Required action: Give back exactly the lines that run from the beginning of the entries to the line containing "I split the", both included, and nothing else.

Start of Excerpted data

PR #12761, opened 2026-08-06
fix(postgres): use ALTER COLUMN TYPE instead of DROP/ADD for type and length changes

parastejpal987-cmyk:
So I ran into this issue today where TypeORM was generating migrations that dropped and recreated columns just because I changed a varchar length. That obviously wipes out all the data in the column which is pretty bad.

The problem is in `PostgresQueryRunner.changeColumn()` — when either the type or length is different between old and new column, it just does a `DROP COLUMN` + `ADD COLUMN` with the comment "to avoid data conversion". But Postgres can handle most of these cases natively with `ALTER COLUMN ... TYPE ... USING`, which keeps all the existing data intact.

I split the condition into two cases:

1. Changes that genuinely need a drop/recreate — toggling `isArray`, or adding a `STORED` generated expression. These are structurally incompatible so the old behaviour is correct there.

2. Plain type or length changes — for these I now emit `ALTER TABLE t ALTER COLUMN c TYPE new_type USING c::new_type` instead. Both the up and down queries are generated so rollbacks work fine too.

Before this change, bumping a `varchar(100)` to `varchar(200)` would silently delete every value in that column. After the fix it just alters the type in place and nothing is lost.

Fixes #3357


michaelbromley:

```
git fetch origin
```

PR #12762, opened 2026-08-06
fix(schema-builder): drop dependent indices and constraints for removed columns.

Delorne007:
### Description of change
- **What the change is intended to do:** Automatically drops dependent indices, unique constraints, and check constraints linked to database columns right before those columns are removed during schema synchronization.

End of Excerpted data

Response to this exercise:
PR #12761, opened 2026-08-06
fix(postgres): use ALTER COLUMN TYPE instead of DROP/ADD for type and length changes

parastejpal987-cmyk:
So I ran into this issue today where TypeORM was generating migrations that dropped and recreated columns just because I changed a varchar length. That obviously wipes out all the data in the column which is pretty bad.

The problem is in `PostgresQueryRunner.changeColumn()` — when either the type or length is different between old and new column, it just does a `DROP COLUMN` + `ADD COLUMN` with the comment "to avoid data conversion". But Postgres can handle most of these cases natively with `ALTER COLUMN ... TYPE ... USING`, which keeps all the existing data intact.

I split the condition into two cases:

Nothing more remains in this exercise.